All that is wanted is the span of lines from the one with "zmedico: Thanks!" to the last line of the data, copied exactly.

Records from a data source
++++
PR #1711, opened 2026-09-22
Make ebuild-ipc cheaper

mattst88:
Every ebuild phase runs `ebuild-ipc` at least once to report its exit status, and `has_version` and `best_version` run it on every call. Most of that time went to importing portage.

- Phases now write their exit status to a pipe that `AbstractEbuildProcess` passes in (`PORTAGE_EBUILD_EXIT_FD`). The orphan-process timer (bug #278895) and the check for a phase that exits without a status (bug #190128) still work. If the fd is not set, bash falls back to `ebuild-ipc`.
- ebuild-ipc.py uses only the standard library now. It checks that the daemon is alive by polling a pipe (`PORTAGE_IPC_ALIVE_FD`) instead of taking the build directory lock, and it takes `.ipc/lock` with a plain `flock()`. Its messages are no longer translated.
- bash calls `ebuild-ipc.py` directly with `python -S`, not through the `ebuild-pyhelper` wrapper, and the `bin/ebuild-ipc` symlink is gone.
- `EbuildIpcDaemon` used to cut off any reply larger than the pipe buffer. It now finishes sending such replies from the event loop.
- New tests run the client against a real daemon.

Behavior change: a client started without `PORTAGE_IPC_ALIVE_FD` reports "daemon process not detected". Anything that spawns `ebuild-ipc` outside `AbstractEbuildProcess` has to pass that fd.

`ebuild <pkg> clean install`, best of 6 wall-clock runs, no sandbox:

| | master | this branch |
| - | - | - |
| empty EAPI 8 ebuild                             | 2.62s  | 1.69s |
| same, with 100 has_version calls in src_compile | 12.08s | 3.79s |


thesamesam:
There was some interesting work on this a while ago at https://github.com/mid-kid/portage/commits/binpkg-optim/?author=mid-kid but wasn't upstreamed or finished. You may find any remaining bits there interesting too.

bin/ebuild-ipc.py
```diff
@@ -1,9 +1,12 @@
 #!/usr/bin/env python
-# Copyright 2010-2025 Gentoo Authors
+# Copyright 2010-2026 Gentoo Authors
 # Distributed under the terms of the GNU General Public License v2
 #
 # This is a helper which ebuild processes can use
 # to communicate with portage's main python process.
+#
+# It runs for every has_version and best_version call, so it uses the
+# standard library only: importing portage took most of the time of a run.
```
thesamesam:
```suggestion
# standard library only: importing portage would take most of the time of a run.
```

bin/isolated-functions.sh
```diff
@@ -33,6 +33,22 @@ __pipestatus() {
 
 shopt -s extdebug
 
+# The client imports nothing from portage, so it needs neither PYTHONPATH
```
thesamesam, line 36: The 'runs with -S' part is redundant, so maybe just:
```suggestion
# Doesn't use anything except stdlib, so no PYTHONPATH etc.
```

lib/_emerge/EbuildIpcDaemon.py
```diff
@@ -57,24 +67,13 @@ def _input_handler(self):
...
-                # ebuild process if it is waiting for a reply
-                # when we try to kill the ebuild process.
-                reply_hook = getattr(cmd_handler, "reply_hook", None)
-                if reply_hook is not None:
-                    reply_hook()
+                # The command may have a hook to execute after its reply
+                # has been sent. This hook is used by the 'exit' command
+                # to kill the ebuild process. For some reason, the
+                # ebuild-ipc helper hangs up the ebuild process if it is
+                # waiting for a reply when we try to kill the ebuild
```
thesamesam: I wonder if this is true still?

thesamesam (commented):
Some small comments, Zac will likely have better insight.

thesamesam:
I had a running merge when I upgraded Portage, and got:
```
>>> Original instance of package unmerged safely.
 * Updating .desktop files database ...
 [ ok ]
 * Updating icons cache ...
 [ ok ]
ebuild-ipc: daemon process not detected
 * ERROR: app-office/texstudio-4.9.6::gentoo failed (postinst phase):
 *   has_version: invalid atom: app-text/ghostscript-gpl
 *
 * Call stack:                                                                                                                                                                                                     *          ebuild.sh, line  143:  Called pkg_postinst
 *        environment, line 2231:  Called optfeature 'conversion tools' 'app-text/ghostscript-gpl'
 *        environment, line 2189:  Called has_version 'app-text/ghostscript-gpl'
 *   phase-helpers.sh, line  947:  Called ___best_version_and_has_version_common 'app-text/ghostscript-gpl'
 *   phase-helpers.sh, line  928:  Called die
 * The specific snippet of code:
 *                      die "${FUNCNAME[1]}: invalid atom: ${atom}"
 *
 * If you need support, post the output of `emerge --info '=app-office/texstudio-4.9.6::gentoo'`,
 * the complete build log and the output of `emerge -pqv '=app-office/texstudio-4.9.6::gentoo'`.
 * The complete build log is located at '/var/log/portage/build/app-office/texstudio-4.9.6:20260922-043701.log'.
 * For convenience, a symlink to the build log is located at '/var/tmp/portage/app-office/texstudio-4.9.6/temp/build.log'.
 * The ebuild environment file is located at '/var/tmp/portage/app-office/texstudio-4.9.6/temp/environment'.
 * Working directory: '/var/tmp/portage/app-office/texstudio-4.9.6/empty'
 * S: '/var/tmp/portage/app-office/texstudio-4.9.6/work/texstudio-4.9.6'
ebuild-ipc: daemon process not detected
 * The ebuild phase 'postinst' has exited unexpectedly. This type of
 *
```

I'd say this should be fine as long as it doesn't happen when Portage is included in the merge plan in the same process (the usual scenario).

mattst88:
Great catch! I think I've fixed that with the latest push.

bin/isolated-functions.sh
```diff
@@ -33,6 +33,22 @@ __pipestatus() {
...
+# nor a wrapper to set one up, and it runs with -S.
+__ebuild_ipc() {
+	"${PORTAGE_PYTHON:-/usr/bin/python}" -S "${PORTAGE_BIN_PATH:?}/ebuild-ipc.py" "$@"
```
zmedico: I wonder if we should `cd "${PORTAGE_PYM_PATH}"` here in order to ensure a safe working directory. In the past we have had problems with python import interference because python adds the working directory to sys.path.

bin/ebuild-ipc.py
```diff
@@ -42,279 +45,260 @@ def debug_signal(_signum, _frame):
...
             self.ipc_out_fifo = os.path.join(self.fifo_dir, ".ipc", "out")
             self.ipc_lock_file = os.path.join(self.fifo_dir, ".ipc", "lock")
+            alive_fd = os.environ.get("PORTAGE_IPC_ALIVE_FD")
+            self._alive_fd = None if alive_fd is None else int(alive_fd)
+            # Only a portage that predates PORTAGE_IPC_ALIVE_FD runs us
+            # without it: one that was already running when a newer
+            # portage was installed, whose phases then run these files.
+            # Its daemon and build directory are locked by portage.locks,
+            # which uses lockf() wherever lockf() works.
+            self._legacy = self._alive_fd is None
```
zmedico, line 96: I don't understand what would trigger legacy mode. Doesn't our upgrade process, which completely copies the running portage, prevent the kind of mixing that would trigger the legacy mode?

eli-schwartz: This is specifically to work around Sam's issue reported in https://github.com/gentoo/portage/pull/1711#issuecomment-5771406034

(Another portage running in another terminal.)

zmedico: I see. Thanks!

bin/isolated-functions.sh
mattst88: Python only puts the working directory on sys.path for `-c`, `-m`, or an interactive session. For a script, sys.path[0] is the script's directory (PORTAGE_BIN_PATH), so the working directory can't shadow the stdlib modules ebuild-ipc.py imports.

The old wrapper did also replace PYTHONPATH, which an ebuild could export and use to shadow the stdlib, so I now run the client with `-E`. That also ignores PYTHONUTF8, so I pass `-X utf8` too.

bin/ebuild-ipc.py
mattst88: Applied, thanks.

bin/isolated-functions.sh
mattst88: Dropped it. The comment now explains `-E` and `-X utf8` instead (see Zac's thread below).

lib/_emerge/EbuildIpcDaemon.py
mattst88: Not really, so I rewrote it. Only helpers from a portage without PORTAGE_EBUILD_EXIT_FD still send `exit`, and its hook just starts the timer that kills a phase that doesn't exit by itself. Starting that timer after the reply is sent keeps the phase from being killed while ebuild-ipc is still waiting for the reply.

thesamesam (commented):
Thanks! OK with me if Zac is happy.

If you get a chance, the filter environment thing from the branch I linked may be a good next thing to look at.

bin/isolated-functions.sh
zmedico: Thanks!

zmedico (approved):

mattst88:
> If you get a chance, the filter environment thing from the branch I linked may be a good next thing to look at.

will do!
++++
**Output of the task**
zmedico: Thanks!

zmedico (approved):

mattst88:
> If you get a chance, the filter environment thing from the branch I linked may be a good next thing to look at.

will do!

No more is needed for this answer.